KALBİNİ YARIP BAKTIN MI? 

Önce korktuğumuz âyeti buraya alalım: “Müşriklerin Cehennemlik oldukları mü’minler nezdinde açıklık kazandıktan sonra, akraba bile olsalar peygamber de mü’minler de onların bağışlanmalarını dileyemezler.” 1

Bu âyet Cehennemlik olduğu açıklık kazanan müşrikler ve kâfirler için bağışlanma dilemeyi yasaklıyor. Fakat Cehennemlik olduğu kesin bilinmeyen, açıklık kazanmayan kimseler için duâ ve bağışlanma talep etmeyi yasaklayan bir âyet veya hadis yoktur. Halid bin Velid (ra) bir savaşta yere düştükten sonra Kelime-i Şahadet getiren bir müşriki öldürmüştü. Çok hiddetlenen Peygamber Efendimiz (asm), Halid bin Velid’e “Kelime-i Şahadet getiren bir adamı neden öldürdün?” buyurdu. 

Hazret-i Halid:

“Korkudan söyledi ya Resulallah!” deyince, daha da hiddetlenen Resulullah (asm):

“Kalbini yarıp baktın mı?” diye Halid’i azarladı. 2

Biz, kimsenin kalbini yarıp bakma maharetimiz olmadığına göre, zahir plânda hükmedersek hataya düşeriz. Bilmeyiz ki, Hıristiyan yaşamıştır; ama ölmeden önce iman nasip olmuştur. Bilmeyiz ki, Hıristiyan yaşamıştır; ama teslis inancını kabul etmemiş ve tevhid inancına sahip bulunmuştur. Zahiren ehl-i Kitap olan bir kimseye hakikat yönüyle kâfir deme imkânımız bu yüzden yoktur. Çünkü hakikat-i hali bilmiyoruz.

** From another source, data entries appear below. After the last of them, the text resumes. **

PR #4016, opened 2019-07-23
Add Author List button in Paper Management

### LINKED ISSUE #3978: Add author list button to CfP list
Event organizers often need to send emails to authors that haven't sent their papers yet.
The idea is implementing an _Author list_ button in the Call for Papers list as we have in abstract and contribution modules. From there sending emails must be possible.

`RQF1335983`

panagiotappl:
closes #3978

### DIFF
--- a/indico/modules/events/papers/templates/_paper_list.html
+++ b/indico/modules/events/papers/templates/_paper_list.html
@@ -351,6 +351,14 @@
                     </a>
                 </li>
             </ul>
+            <button class="i-button icon-users js-enable-if-checked disabled"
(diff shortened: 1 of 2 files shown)


indico/modules/events/papers/templates/_paper_list.html
```diff
@@ -351,6 +351,14 @@
                     </a>
                 </li>
             </ul>
+            <button class="i-button icon-users js-enable-if-checked disabled"
+                        data-title="{% trans %}Author list{% endtrans %}"
```
mic4ael: I think you should align the following lines with the `class` attribute.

Öte yandan zaten bir Ehl-i Kitaba, Peygamberimiz’i (asm) ve İslâmiyet’i inkâr ettiğini biliyorsak ancak o zaman kâfir diyebiliriz. 3 Fakat inkâr ettiğini biliyor, ama tövbe ettiğini bilmiyorsak ne lâzım gelir? Duâ etmeyelim mi?

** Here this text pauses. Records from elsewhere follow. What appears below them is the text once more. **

PR #4020, opened 2019-07-30
Always explicitly install react-jsx-i18n

mic4ael:


setup.py
```diff
@@ -47,6 +47,7 @@ def _compile_languages_react(self):
             if not os.path.exists(po_file):
                 continue
             with open(os.devnull, 'w') as devnull:
+                subprocess.check_call(['npm', 'install', 'react-jsx-i18n'], stdout=devnull, stderr=devnull)
```
ThiefMaster: that shouldn't be needed since npx downloads all requirements to a temporary location to run something that is not installed. And I really do not like the idea of a setup script installing new packages to the local environment while it's just supposed to be building stuff.

mic4ael: Yep, that is what I mentioned on mattermost - this PR is not needed if we fix the issue in the `react-jsx-i18n`.

mic4ael: Basically I can close the PR anyway.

Hıristiyan yaşadığını bildiğimiz o insanlar belki fetret dönemi insanıydı. Fetret şartlarında yaşadılar. Nitekim ahir zamanda böyle bir fetret faslı vardır. 4

DUÂDA BOŞ YOKTUR  

Dolayısıyla evlât, zahire göre hükmedip duâdan kendini çekemez. Neticede kabul edecek veya etmeyecek olan Cenab-ı Allah’tır. Esasen bu durum bütün duâlar için geçerlidir. Hiçbir duânın kabul görüp görmeyeceğini bilir durumda değiliz. Ancak her duânın cevap ve rahmet göreceği inşallah müjdelenmiştir. Cenab-ı Hak, “Duâ edin, cevap vereyim”5 buyuruyor. Yani duâ eden mutlaka kazanıyor. Dünyada duâsının kabul olduğunu görmeyen bir kul, ahirette inşallah bu duânın sevabından istifade eder. Yani duâda boş yoktur.

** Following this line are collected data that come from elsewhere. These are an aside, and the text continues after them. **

PR #4024, opened 2019-08-07
Track groups

mic4ael:
So, `update/create` operations are just stubs for now since I am not sure at the moment how we will let users assign tracks to track groups.

At the moment I see two options:
- Using one form to `create/update` a `TrackGroup` which would proabably include a new field allowing to select which tracks belong to the new/updated track group;
- Using the `TrackGroupForm` only for stuff like e.g. `title` and then have a separate place in which users would assign tracks to track groups.

### DIFF
--- a/indico/modules/events/tracks/blueprint.py
+++ b/indico/modules/events/tracks/blueprint.py
@@ -7,8 +7,10 @@
 
 from __future__ import unicode_literals
 
-from indico.modules.events.tracks.controllers import (RHCreateTrack, RHDeleteTrack, RHDisplayTracks, RHEditProgram,
-                                                      RHEditTrack, RHManageTracks, RHSortTracks, RHTracksPDF)
+from indico.modules.events.tracks.controllers import (RHCreateTrack, RHCreateTrackGroup, RHDeleteTrack,
+                                                      RHDeleteTrackGroup, RHDisplayTracks, RHEditProgram, RHEditTrack,
+                                                      RHEditTrackGroup, RHManageTracks, RHSortTracks, RHTrackGroups,
+                                                      RHTracksPDF)
 from indico.web.flask.util import make_compat_redirect_func
 from indico.web.flask.wrappers import IndicoBlueprint
 
@@ -22,6 +24,13 @@ _bp.add_url_rule('/manage/tracks/create', 'create_track', RHCreateTrack, methods
 _bp.add_url_rule('/manage/tracks/sort', 'sort_tracks', RHSortTracks, methods=('POST',))
 _bp.add_url_rule('/manage/tracks/<int:track_id>', 'edit_track', RHEditTrack, methods=('GET', 'POST'))
 _bp.add_url_rule('/manage/tracks/<int:track_id>', 'delete_track', RHDeleteTrack, methods=('DELETE',))
+
+_bp.add_url_rule('/manage/track-groups', 'track_groups', RHTrackGroups)
+_bp.add_url_rule('/manage/track-groups/create', 'create_track_group', RHCreateTrackGroup, methods=('GET', 'POST'))
+_bp.add_url_rule('/manage/track-groups/<int:track_group_id>', 'edit_track_group', RHEditTrackGroup,
+                 methods=('GET', 'POST'))
+_bp.add_url_rule('/manage/track-groups/<int:track_group_id>', 'delete_track_group', RHDeleteTrackGroup,
+                 methods=('DELETE',))
 
 _bp.add_url_rule('/program', 'program', RHDisplayTracks)
 _bp.add_url_rule('/program.pdf', 'program_pdf', RHTracksPDF)
--- a/indico/modules/events/tracks/controllers.py
+++ b/indico/modules/events/tracks/controllers.py
@@ -17,9 +17,11 @@ from indico.core.db.sqlalchemy.descriptions import RENDER_MODE_WRAPPER_MAP
 from indico.legacy.pdfinterface.conference import ProgrammeToPDF
 from indico.modules.events.controllers.base import RHDisplayEventBase
 from indico.modules.events.management.controllers import RHManageEventBase
-from indico.modules.events.tracks.forms import ProgramForm, TrackForm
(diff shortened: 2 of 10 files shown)


indico/modules/events/tracks/models/tracks.py
```diff
@@ -94,6 +100,14 @@ class Track(DescriptionMixin, db.Model):
         lazy=True,
         backref='default_for_tracks'
     )
+    group = db.relationship(
+        'TrackGroup',
+        lazy=True,
+        backref=db.backref(
+            'tracks',
+            lazy='dynamic'
```
ThiefMaster: do we really need/want `lazy='dynamic'` here?

indico/modules/events/tracks/models/groups.py
```diff
@@ -0,0 +1,42 @@
...
+
+from __future__ import unicode_literals
+
+from indico.core.db.sqlalchemy import db
+from indico.core.db.sqlalchemy.descriptions import DescriptionMixin, RenderMode
+from indico.util.locators import locator_property
+from indico.util.string import format_repr, return_ascii, text_to_repr
+
+
+class TrackGroup(DescriptionMixin, db.Model):
```
ThiefMaster: this need a FK+relationship to the Event

indico/modules/events/tracks/models/groups.py
```diff
@@ -0,0 +1,42 @@
...
+        db.String,
+        nullable=False
+    )
+
+    # relationship backrefs:
+    # - tracks (Track.group)
+
+    @locator_property
+    def locator(self):
+        return dict(self.track.locator, group_id=self.id)
```
ThiefMaster: this isn't correct; there's no `self.track` here.

indico/modules/events/tracks/controllers.py
```diff
@@ -53,6 +55,18 @@ def _process_args(self):
...
+class RHManageTrackGroupBase(RHManageEventBase):
+    normalize_url_spec = {
+        'locators': {
+            lambda self: self.track_group
+        }
+    }
+
+    def _process_args(self):
+        RHManageEventBase._process_args(self)
+        self.track_group = TrackGroup.get_one(request.view_args['group_id'])
```
ThiefMaster: I would call this `track_group_id` (also in the models etc) to avoid confusion with user groups

indico/migrations/versions/20190731_1515_eefba82b42c5_add_track_groups_table.py
```diff
@@ -0,0 +1,35 @@
...
+def upgrade():
+    op.create_table(
+        'track_groups',
+        sa.Column('id', sa.Integer(), nullable=False),
+        sa.Column('title', sa.String(), nullable=False),
+        sa.Column('description', sa.Text(), nullable=False, server_default=''),
+        sa.PrimaryKeyConstraint('id'),
+        schema='events'
+    )
+    op.add_column('tracks', sa.Column('group_id', sa.Integer(), nullable=True), schema='events')
```
ThiefMaster: you also need to create the index since you have `index=True` in the model

indico/modules/events/tracks/models/tracks.py
mic4ael: I think I used it here since I wanted to filter the `tracks` but I don't think we are gonna need it so probably I don't need `dynamic` here.

ThiefMaster:
Since a track can only be in one group I'd make it an option in the `TrackForm`. That way we don't need a new field/widget and if people first define the track groups and then create tracks, it's also more straightforward.

mic4ael:
> Since a track can only be in one group I'd make it an option in the `TrackForm`. That way we don't need a new field/widget and if people first define the track groups and then create tracks, it's also more straightforward.

But this would make it a bit cumbersome to assign multiple tracks to one track group. You would have update all of them one by one.

indico/modules/events/tracks/operations.py
```diff
@@ -43,3 +44,25 @@ def update_program(event, data):
     track_settings.set_multi(event, data)
     logger.info('Program of %r updated by %r', event, session.user)
     event.log(EventLogRealm.management, EventLogKind.change, 'Tracks', 'The program has been updated', session.user)
+
+
+def create_track_group(event, data):
+    track_group = TrackGroup()
```
panagiotappl: Shouldn't the `track_group` be associated with the `event` here?

mic4ael: Yup, forgot to add it after I created a relationship between `TrackGroup` and `Event`.

mic4ael: Updated

panagiotappl: Okay, I'm adding it in my PR. Just letting you know.

mic4ael: I have just updated my PR ;) you can update

indico/modules/events/tracks/blueprint.py
```diff
@@ -23,6 +25,11 @@
 _bp.add_url_rule('/manage/tracks/<int:track_id>', 'edit_track', RHEditTrack, methods=('GET', 'POST'))
 _bp.add_url_rule('/manage/tracks/<int:track_id>', 'delete_track', RHDeleteTrack, methods=('DELETE',))
 
+_bp.add_url_rule('/manage/track-groups', 'track_groups', RHTrackGroups)
+_bp.add_url_rule('/manage/track-groups/create', 'create_track_group', RHCreateTrackGroup, methods=('GET', 'POST'))
+_bp.add_url_rule('/manage/track-groups/<int:group_id>', 'edit_track_group', RHEditTrackGroup, methods=('GET', 'POST'))
```
panagiotappl: Are we going with `group_id` or `track_group_id`? I think I've noticed it written differently in some parts.

mic4ael: Should be `track_group_id`, let me fix that ;)

mic4ael: Updated and thanks for noticing that!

Annenizin ve babanızın gerçek itikat durumu size meçhuldür. Ya inanmış ve bir maslahata göre sizden gizlemiş idiyseler… Gizli hallerini bilmeyiz. Size düşen duâ etmek ve onları Allah’a ısmarlamaktır. Cenab-ı Allah’ın onlara rahmetiyle muamele yapacağını ummaktır. Allah’ın rahmetinden umudumuzu kesmemektir. 

Nitekim Cenab-ı Hak: “De ki: Ey kendi nefisleri aleyhine haddi aşan kullarım! Allah’ın rahmetinden ümit kesmeyin! Çünkü Allah bütün günahları bağışlar. Şüphesiz ki O, çok bağışlayan, çok esirgeyendir.” 6 buyuruyor.

Makbul bir iman göstermemiş olsalar bile, muhtemeldir ki bu, yaşadıkları fetret şartlarındandır. Hak Peygamberin (asm) haberi, mesajı, dini onlara ulaşmamış olduğundandır. Dolayısıyla kendisine Peygamber (asm) haberi ulaşanlar gibi mes’ul olmayabilirler. Böyle bir durumda bilmeyerek, cahil kalmış olarak makbul bir iman göstermemiş olsalar, Rabb-i Rahim inşallah onları muaf tutar, kusurlarını affeder. İmam-ı Eş’âri’ye, İmam-ı Gazalî’ye ve İmam Bediüzzaman’a göre bu böyledir. Nitekim “Biz peygamber göndermediğimiz halkı cezalandırmayız.” 7 Âyeti fetret devri insanına müjde hükmündedir.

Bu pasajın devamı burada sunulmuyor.